Review the field mappings. The system automatically maps fields by name (Map Fields with Same Name principle). Adjust mappings as needed:
- One source field can map to multiple destination fields.
- Multiple source fields cannot map to the same destination field.
- Source fields with no mapped destination field are not synchronized.

Step 4: Configure alert rules

Alert rules notify you when the synchronization task fails or experiences issues, helping prevent latency in downstream data pipelines.

In the upper-right corner, click Configure Alert Rule to open the Alert Rule Configurations for Real-time Synchronization Subnode panel.
Click Add Alert Rule and configure the parameters.

Alert rules configured here apply to the real-time synchronization subtask generated by this task. After setup is complete, go to the Real-time Synchronization Task page to modify them. For more information, see Run and manage real-time synchronization tasks.
Enable or disable alert rules as needed. Set different alert recipients based on severity level.

Step 5: Configure advanced parameters

In the upper-right corner, click Configure Advanced Parameters.
In the Configure Advanced Parameters panel, change the parameter values.
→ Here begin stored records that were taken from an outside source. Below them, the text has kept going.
PR #375, opened 2026-06-09
feat: verify that BC works with `approved_only` mode set

mkleene:
The bouncycastle FIPS provider happily does things that are not FIPS-compliant when the
`org.bouncycastle.fips.approved_only` system property is not set to `true`. The following problems were observed:

1. using OAEP to `ENCRYPT` rather than `WRAP`. We are indeed using OEAP for key wrapping so we just had
to change some cipher parameters. `WRAP` and `ENCRYPT` perform the same operation; the only difference
is in the semantics and the JCA API associated with each operation. This should not affect compatibility with other parts of the platform in any way.
1. Without `approved_only` BC would be fine using a non-FIPS truststore. Now we add an empty truststore
(with an empty password) of a type that can be loaded by the BC FIPS truststore.
1. Our home grown implementation of HKDF didn't work because our usage of `SHA-265/HMAC` within the HKDF
implementation triggers the error: `ECKeyPairTest.createSymmetricKeysWithOtherCurves:129 » IllegalKey Key size for HMAC must be at least 112 bits in approved mode: SHA-256/HMAC`. By using a FIPS compliant provider that implements HKDF directly we bypass this error.

We include the FIPS implementation of HKDF in a separate JAR due to its dependency on the bouncycastle FIPS provider. If we included it in the same JAR we would have a dependency on `bc-fips`, which would conflict with usage of the regular bouncycastle provider. Since bouncycastle is popular it seems best to allow non-FIPS usage.

The major change from a customer POV is that customers that want to use EC crypto in a FIPS context will now
need to pull in the `sdk-fips-bouncycastle` jar and depend on `bc-fips` since HKDF [only got a JCA name
in JDK 24](https://openjdk.org/jeps/478) and [bc-fips does not expose HKDF through a provider interface](https://downloads.bouncycastle.org/fips-java/docs/BC-FJA-UserGuide-2.1.1.pdf). If using `bc-fips` is not appropriate
in a particular application it would be quite easy to implement an alternative JAR that implements a similar
provider pattern and uses whichever FIPS-compliant library one wishes to implement HKDF. 

Also:
* pull the test scripts in `checks.yaml` in to bash files so they can be run locally more easily
* add a FIPS mode `cmdline` platform integration phase
* publish the new FIPS provider JAR to maven central
* remove double addition of generated sources that was generating a warning
* overwrite the `java.security` file in its entirety so that we know exactly which providers we are using in FIPS tests


pflynn-virtru (dismissed):
Nice to have an interop test with FIPS and non-FIPS

marythought (commented):
## DX Review — release / migration impact

The FIPS fixes are correct, but this is a breaking change for existing FIPS + EC deployments and the release process needs to surface that.

### 1. Migration note via release-please

Since this repo uses release-please, the squash-merge commit message needs a `BREAKING CHANGE:` footer so it appears in the generated release notes. Something like:

```
BREAKING CHANGE: FIPS deployments using EC key wrapping must add
`io.opentdf.platform:sdk-fips-bouncycastle` to their classpath.
Without it, HKDF key derivation fails under
`org.bouncycastle.fips.approved_only=true`.
```

Without this footer, the change ships as a minor `fix:` and FIPS consumers discover the new dependency requirement at runtime.

### 2. Failure mode isn't discoverable

If a FIPS consumer doesn't add the jar: `HkdfResolver.get()` returns null → `calculateHKDF` falls through to the JDK-native HmacSHA256 → same `IllegalKey` error as before. The error doesn't mention `sdk-fips-bouncycastle` or how to fix it. Consider logging a warning when `approved_only=true` is set but no `HkdfProvider` resolves — that would point people to the fix instead of leaving them with a raw BC exception.

### 3. Wire compatibility of ENCRYPT→WRAP cipher mode change

The `AsymEncryption`/`AsymDecryption` change from `ENCRYPT_MODE`/`DECRYPT_MODE` to `WRAP_MODE`/`UNWRAP_MODE` should be wire-compatible (OAEP produces the same bytes either way), but worth confirming in the release notes that existing TDFs encrypted with the old mode can still be decrypted — this is the kind of thing a security-conscious consumer will ask about.

sujankota (dismissed):

mkleene:
> ## DX Review — release / migration impact
> 
> The FIPS fixes are correct, but this is a breaking change for existing FIPS + EC deployments and the release process needs to surface that.
> ### 1. Migration note via release-please
> 
> Since this repo uses release-please, the squash-merge commit message needs a `BREAKING CHANGE:` footer so it appears in the generated release notes. Something like:
> 
> ```
> BREAKING CHANGE: FIPS deployments using EC key wrapping must add
> `io.opentdf.platform:sdk-fips-bouncycastle` to their classpath.
> Without it, HKDF key derivation fails under
> `org.bouncycastle.fips.approved_only=true`.
> ```
> 
> Without this footer, the change ships as a minor `fix:` and FIPS consumers discover the new dependency requirement at runtime.
> ### 2. Failure mode isn't discoverable
> 
> If a FIPS consumer doesn't add the jar: `HkdfResolver.get()` returns null → `calculateHKDF` falls through to the JDK-native HmacSHA256 → same `IllegalKey` error as before. The error doesn't mention `sdk-fips-bouncycastle` or how to fix it. Consider logging a warning when `approved_only=true` is set but no `HkdfProvider` resolves — that would point people to the fix instead of leaving them with a raw BC exception.
> ### 3. Wire compatibility of ENCRYPT→WRAP cipher mode change
> 
> The `AsymEncryption`/`AsymDecryption` change from `ENCRYPT_MODE`/`DECRYPT_MODE` to `WRAP_MODE`/`UNWRAP_MODE` should be wire-compatible (OAEP produces the same bytes either way), but worth confirming in the release notes that existing TDFs encrypted with the old mode can still be decrypted — this is the kind of thing a security-conscious consumer will ask about.

1. I don't think that this is necessary since it never could have worked in approved_only mode. It will continue to work in non-approved mode and now there is a way to get it working in approved_only mode.
2. added a test. well, a disabled test. I can't think of a way to add test that runs without a whole new profile and that seems a bit much for this.
3. This should be covered by our existing `golden-file` tests, at least for decryption. The fact that this works with the unmodified platform verifieds that encryption will also work with older versions of the platform.

sujankota (approved):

Understand each parameter before changing its value to avoid unexpected errors or data quality issues.

Step 6: Configure DDL capabilities

Data Definition Language (DDL) operations may be performed on the source during synchronization. To handle them, click Configure DDL Capability in the upper-right corner and define rules for processing DDL messages.
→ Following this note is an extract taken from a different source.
PR #388, opened 2026-07-31
feat(sdk): support ML-KEM rewrap session keys

dmihalcik-virtru:
## Summary

Part of DSPX-4221 (Session Keys should support ML-KEM). `KASClient.unwrap()` only branched EC vs RSA for the client's ephemeral rewrap "session key" (as opposed to a KAS-managed wrapping key), so requesting an ML-KEM session key would fail. `KeyType` already had `MLKEM768Key`/`MLKEM1024Key` entries and `sdk-pqc-bc` already had the BouncyCastle KEM primitives (used for the KAS-managed mechanism-key path), but nothing generated a fresh ML-KEM keypair for the session-key role.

For more information, see Configure rules to process DDL messages.

Step 7: Configure a resource group

To view or change the resource groups used by this synchronization task, click Configure Resource Group in the upper-right corner.
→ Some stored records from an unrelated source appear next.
PR #391, opened 2026-08-20
feat(sdk): cache ListKeyAccessServers response during decryption

### LINKED ISSUE #390: feat(sdk): cache ListKeyAccessServers response during decryption
## Problem

Every call to `loadTDF()` triggers a `ListKeyAccessServers` RPC to the platform service to build a KAS allowlist. This happens in:

- `TDF.loadTDF()` in `sdk/src/main/java/io/opentdf/platform/sdk/TDF.java:546`

The result is never cached. There is no memoization and no deduplication of concurrent requests. If a caller decrypts 100 files, 100 identical RPCs are made to fetch the same KAS server list.

For comparison, KAS public keys *are* cached via `KASKeyCache` (`sdk/src/main/java/io/opentdf/platform/sdk/KASKeyCache.java`). The server list has no equivalent caching.

Callers can work around this by passing `WithKasAllowlist()` directly, but the default path always makes the network call.

## Proposed Solution

Add a cache for the `listKeyAccessServers()` result. The cache should:

- Be keyed by `platformUrl`
- Deduplicate concurrent in-flight requests for the same platform URL
- Be scoped to the `SDK` instance so it does not leak across unrelated sessions
- Be invalidatable for callers that need a fresh list

This would reduce redundant network calls without sacrificing security, since the KAS registry changes infrequently relative to decrypt operations.

See also: https://github.com/opentdf/web-sdk/issues/998 (same issue in the web SDK) and https://github.com/opentdf/platform/issues/3897 (same issue in the Go SDK).

eugenioenko:
## Motivation

Every `loadTDF` call triggers a `ListKeyAccessServers` RPC to build the KAS allowlist. The result is never cached, so decrypting 100 files makes 100 identical RPCs. KAS public keys are already cached via `KASKeyCache`; the allowlist had no equivalent.

Resolves #390. See also: https://github.com/opentdf/web-sdk/issues/998, https://github.com/opentdf/platform/issues/3897.

## PR Changes

- Add `KASAllowlistCache` class mirroring `KASKeyCache` (keyed by platform URL, 5-minute TTL)
- Add private `resolveKasAllowlist()` method on `SDK` that encapsulates cache check, RPC fallback, and cache store
- `SDK.loadTDF()` calls `resolveKasAllowlist()` to populate `config.kasAllowlist` before delegating to `TDF`
- No changes to `TDF`, `Services`, or existing tests
- Add `KASAllowlistCacheTest` with tests for basic store/get, expiration, clear, and multiple entries

## Summary by CodeRabbit

* **New Features**
  * Added automatic KAS allowlist resolution when loading TDFs.
  * Reuses recently retrieved allowlists for improved performance.
  * Refreshes cached allowlists after five minutes and supports clearing cached entries.
  * Reports clear errors when allowlist lookup fails.

### DIFF
--- a/sdk/src/main/java/io/opentdf/platform/sdk/KASAllowlistCache.java
+++ b/sdk/src/main/java/io/opentdf/platform/sdk/KASAllowlistCache.java
@@ -11,6 +11,7 @@ import java.util.HashSet;
 import java.util.Map;
 import java.util.Set;
 
+// Mirrors the KASKeyCache pattern: null returns, LocalDateTime.now(), and 5-minute TTL.
 class KASAllowlistCache {
     private static final Logger log = LoggerFactory.getLogger(KASAllowlistCache.class);
     Map<String, TimeStampedAllowList> cache;
--- a/sdk/src/main/java/io/opentdf/platform/sdk/KASAllowlistCache.java
+++ b/sdk/src/main/java/io/opentdf/platform/sdk/KASAllowlistCache.java
@@ -6,22 +6,18 @@ import org.slf4j.LoggerFactory;
 import java.time.LocalDateTime;
 import java.time.temporal.ChronoUnit;
 import java.util.Collections;
-import java.util.HashMap;
 import java.util.HashSet;
 import java.util.Map;
 import java.util.Set;
+import java.util.concurrent.ConcurrentHashMap;
 
 // Mirrors the KASKeyCache pattern: null returns, LocalDateTime.now(), and 5-minute TTL.
 class KASAllowlistCache {
     private static final Logger log = LoggerFactory.getLogger(KASAllowlistCache.class);
-    Map<String, TimeStampedAllowList> cache;
-
-    public KASAllowlistCache() {
-        this.cache = new HashMap<>();
-    }
+    final Map<String, TimeStampedAllowList> cache = new ConcurrentHashMap<>();
 
     public void clear() {
-        this.cache = new HashMap<>();
+        cache.clear();
     }
 
     public Set<String> get(String platformURL) {
--- a/sdk/src/main/java/io/opentdf/platform/sdk/KASAllowlistCache.java
+++ b/sdk/src/main/java/io/opentdf/platform/sdk/KASAllowlistCache.java
@@ -1,0 +1,58 @@
+package io.opentdf.platform.sdk;
+
+import org.slf4j.Logger;
+import org.slf4j.LoggerFactory;
+
+import java.time.LocalDateTime;
+import java.time.temporal.ChronoUnit;
+import java.util.HashMap;
+import java.util.Map;
+import java.util.Set;
+
+class KASAllowlistCache {
+    private static final Logger log = LoggerFactory.getLogger(KASAllowlistCache.class);
+    Map<String, TimeStampedAllowList> cache;
+
+    public KASAllowlistCache() {
+        this.cache = new HashMap<>();
+    }
+
+    public void clear() {
+        this.cache = new HashMap<>();
+    }
+
+    public Set<String> get(String platformURL) {
+        log.debug("retrieving allowlist for platformURL = [{}]", platformURL);
+        TimeStampedAllowList cachedValue = cache.get(platformURL);
+        if (cachedValue == null) {
+            log.debug("didn't find allowlist for platformURL = [{}]", platformURL);
+            return null;
+        }
+
+        LocalDateTime fiveMinAgo = LocalDateTime.now().minus(5, ChronoUnit.MINUTES);
+        if (fiveMinAgo.isAfter(cachedValue.timestamp)) {
+            log.debug("cached allowlist is too old timestamp = [{}] for platformURL = [{}]",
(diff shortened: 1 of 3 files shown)


sdk/src/main/java/io/opentdf/platform/sdk/KASAllowlistCache.java
```diff
@@ -0,0 +1,58 @@
...
+            return null;
+        }
+
+        log.debug("successfully returned allowlist for platformURL = [{}]", platformURL);
+        return cachedValue.allowlist;
+    }
+
+    public void store(String platformURL, Set<String> allowlist) {
+        log.debug("storing allowlist into the cache for platformURL = [{}]", platformURL);
+        cache.put(platformURL, new TimeStampedAllowList(allowlist, LocalDateTime.now()));
```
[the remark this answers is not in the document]
eugenioenko: Good catch — fixed in 5b27531. The cache now stores an unmodifiable defensive copy, and `get()` returns a new `HashSet` each time.

sdk/src/main/java/io/opentdf/platform/sdk/SDK.java
```diff
@@ -136,10 +141,42 @@ public Optional<SimpleKasKey> getBaseKey() {
     }
 
     public TDF.Reader loadTDF(SeekableByteChannel channel, Config.TDFReaderConfig config) throws SDKException, IOException {
+        resolveKasAllowlist(config);
         var tdf = new TDF(services);
         return tdf.loadTDF(channel, config, platformUrl);
```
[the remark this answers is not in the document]
eugenioenko: This is pre-existing behavior — the original `TDF.loadTDF()` already calls `listKeyAccessServersBlocking` before reading the manifest (TDF.java:546). This PR doesn't change that ordering, it just caches the result. Any fix for plaintext TDF handling should be a separate issue.

sdk/src/main/java/io/opentdf/platform/sdk/KASAllowlistCache.java
```diff
@@ -0,0 +1,62 @@
...
+class KASAllowlistCache {
+    private static final Logger log = LoggerFactory.getLogger(KASAllowlistCache.class);
+    Map<String, TimeStampedAllowList> cache;
+
+    public KASAllowlistCache() {
+        this.cache = new HashMap<>();
+    }
+
+    public void clear() {
+        this.cache = new HashMap<>();
```
pflynn-virtru: `cache` is a plain `HashMap`, but `KASAllowlistCache` is held as a field on `SDK` (`SDK.java:64`), so a single instance is shared for the lifetime of the client. Three things make that unsafe under concurrent `loadTDF` calls:

- `get()` **writes** to the map — the expiry path calls `cache.remove(platformURL)` on line 39 — so this isn't a read-mostly accessor that could get away without synchronization.
- `store()` writes on every miss.
- The field is non-`final` and `clear()` reassigns it rather than clearing in place, so a `clear()` on one thread may never become visible to another (no happens-before edge).

This matters specifically because of the PR's own motivation — "decrypting 100 files makes 100 identical RPCs". The natural way a caller speeds that up is a thread pool over one `SDK` instance, which is exactly the pattern that puts concurrent `get`/`store` on an unsynchronized `HashMap`: lost entries, or corruption during a resize.

Cheap fix:

```java
private final Map<String, TimeStampedAllowList> cache = new ConcurrentHashMap<>();

public void clear() {
    cache.clear();
}
```

I see the header comment notes this mirrors `KASKeyCache`, which has the same shape — so this may be deliberate consistency. Worth calling out that the exposure is different though: `KASKeyCache` is reached far less often than one lookup per `loadTDF`.

sdk/src/main/java/io/opentdf/platform/sdk/SDK.java
```diff
@@ -136,10 +141,42 @@ public Optional<SimpleKasKey> getBaseKey() {
...
+            config.kasAllowlist = cached;
+            return;
+        }
+
+        var request = ListKeyAccessServersRequest.newBuilder().build();
+        ListKeyAccessServersResponse response;
+        try {
+            response = RequestHelper.getOrThrow(
+                    services.kasRegistry().listKeyAccessServersBlocking(request, Collections.emptyMap()).execute());
+        } catch (Exception e) {
```
pflynn-virtru: narrow scope if you can

sdk/src/main/java/io/opentdf/platform/sdk/KASAllowlistCache.java
eugenioenko: Fixed in b5254ca — switched to `ConcurrentHashMap` with `final` field and `cache.clear()` instead of reassignment.

sdk/src/main/java/io/opentdf/platform/sdk/SDK.java
eugenioenko: Fixed in b5254ca — narrowed to `ConnectException`, matching the original `TDF.loadTDF` catch.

Step 8: Test the synchronization task

Run a simulated test to validate the configuration before going live. The system reports errors in real time if configurations are invalid, exceptions occur, or dirty data is generated.

In the upper-right corner, click Perform Simulated Running.
In the dialog box, set Start At and Sampled Data Records.
Click Start Collection to sample data from the source.
Click Preview to synchronize the sampled data to the destination and verify the result.

Step 9: Run the synchronization task

Click Complete at the bottom of the page to finish configuration.
On the Data Integration > Synchronization Task page, find the task and click Start in the Operation column.
Click the task's Name or ID to view the detailed execution process.

Manage the synchronization task

View task status

After the task starts, go to the Synchronization Task page to see all tasks in the workspace and their status.

Click Start or Stop in the Operation column to start or stop a task. Use More to access Edit, View, and other operations.
For a running task, check the Execution Overview column for basic status. Click the overview area for execution details.

The real-time synchronization task has two execution stages:

Schema Migration: Shows whether the destination object is newly created or existing. For new objects, the DDL statement used to create it is displayed.
Real-time Synchronization: Shows real-time synchronization statistics, DDL records, and alert information.

Rerun the synchronization task

Use Rerun when you need to apply changes to the synchronized fields, destination table fields, or table name. Tables that are already synchronized and unchanged are not re-synchronized.

Two ways to rerun:

Rerun without changes: Click Rerun in the Operation column to rerun the task with the current configuration.
Rerun with updated configuration: Modify the task configuration, click Complete, then click Apply Updates in the Operation column for the latest configuration to take effect.